In your circumstances, I would look at buying a used car either from a dealership or from one of the registered used car dealers. It may cost you a few euros more, but the dealers generally offer a warranty of some duration on used vehicles and they will handle the bulk of the administrative paperwork for you, including getting the required controle technique. (Saves you standing in line at the prefecture to transfer the registration only to find you're missing something.)

Not sure what the used market is for electric vehicles at the moment - but depending on where you'll be living, be sure to check the state of the charging network (which is still pretty much in its infancy here) and what options are available for charging your vehicle at home (depends on the type of electrical service you have at home).


----------



## Shannon H Polson

Bevdeforges said:


> As I understand it, the various Blue Cross policies vary state by state in the US. You would have to see if your Blue Cross is able and willing to give you a statement (for the visa application process) that confirms the extent of your out-of-country coverage. There are specific requirements for the level of cover and the extent. Most US health policies seem to limit out of country cover to "emergency" situations. Plus, it may be necessary that your health care cover have "repatriation" cover (i.e. to return you to your home country if you should require long-term or extensive follow up services after an illness or accident).
> 
> In your circumstances, I would look at buying a used car either from a dealership or from one of the registered used car dealers. It may cost you a few euros more, but the dealers generally offer a warranty of some duration on used vehicles and they will handle the bulk of the administrative paperwork for you, including getting the required controle technique. (Saves you standing in line at the prefecture to transfer the registration only to find you're missing something.)
> 
> Not sure what the used market is for electric vehicles at the moment - but depending on where you'll be living, be sure to check the state of the charging network (which is still pretty much in its infancy here) and what options are available for charging your vehicle at home (depends on the type of electrical service you have at home).
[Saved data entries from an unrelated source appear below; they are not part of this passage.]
PR #1520, opened 2025-08-04
Generalize the X3-HYB-G4 PRO inverter model identification

rosenrot00:
now all X3-HYB-G4 PRO inverters should be recognized. Their kW value is incorporated in hex format in the serial number.

10K12 is falling out of this scheme but my best guess is that this is either weird from Solax or a mistake?

Worst that happens with my code is that the 10K12 would show as 18kW version.

### DIFF
--- a/custom_components/solax_modbus/plugin_solax.py
+++ b/custom_components/solax_modbus/plugin_solax.py
@@ -8501,7 +8501,7 @@ class solax_plugin(plugin_base):
             invertertype = HYBRID | GEN6 | X3  # X3-HYB-G4 PRO
             if kw_value >= 8:
                 invertertype |= MPPT3
-            self.inverter_model = f"X3-G4PRO-{kw_value}kW"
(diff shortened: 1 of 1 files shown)


rosenrot00:
By the way, I was asking myself if we should change the inverter model so it matches the datasheet naming? in this case from X3-G4PRO-4kW to X3-HYB-4.0-P. It is not a big thing but why introducing new naming if there is one from the users bill/datasheet/manual.

infradom:
@wills106 : looks ok, but have not tested this myself

wills106:
I would have to revisit if it's possible to match the data sheet name. But previously there has been overlap between Generations with X3-HYB-4.0-x etc So not so easy to know exactly which Inverter we are talking about.

Sometime they are just named after what people have previously requested aswell.

rosenrot00:
> Sometime they are just named after what people have previously requested aswell.

I saw that. I think it might be good to follow the vendor naming. However, I can’t tell if they overlap. It isn’t the most important thing in the world in any case as I don’t know how many people would pay attention.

Thank you for this! And helpful perspective on locations for used cars. I had heard it is much less expensive to buy in Belgium or outside the country, but that may come with more challenges than it's worth. Merci!


----------



## Bevdeforges

At the moment, I would strongly advise against trying to save a few euros by buying something outside of France. We're in the process of buying a new EV, and the waits are much worse than usual here. That is pushing people to the used car market - and pushing the prices on used cars sky high. I very much suspect it's much the same in any of the neighboring countries and you really don't want to take on the added cross-border paper chase. 

You'll have more than enough other administrative type rigmarole to get through in your first few months here and if you're only going to be staying for a year, it will be time to sell your car before you get everything settled (or will seem that way at least).


----------



## Clic Clac

Bevdeforges said:


> Not sure what the used market is for electric vehicles at the moment -


At the risk of banging the old drum again
Leclerc (supermarkets) rent a new electric car for 5€/day if OP can satisfy the ID requirements.
Insurance included. Only about 11c/Km extra to pay, unless you bend it.
Then there's an excess of upto 1200 €.

If you are going to bend it make sure you hit a wild boar or a deer. They are covered by the insurance, as xM found out to her delight.

And you get free lunch for 6 months. 😳


----------



## jweihl

We've friends with an electric car, and they like it quite well. They are, however, often frustrated by the paucity of charging stations and the tendency for people with non-electric cars to just grab those spots as if they were regular parking spots. They say that having an electric vehicle definitely requires more planning, research, and patience than non-EVs, and that EV charging varies wildly by location. You might want to check out the situation near wherever you'll be staying. I'm not sure I'd go through the hassle of buying and selling a vehicle for a year's stay if I didn't absolutely have to. Totally depends on where you'll be living though.


----------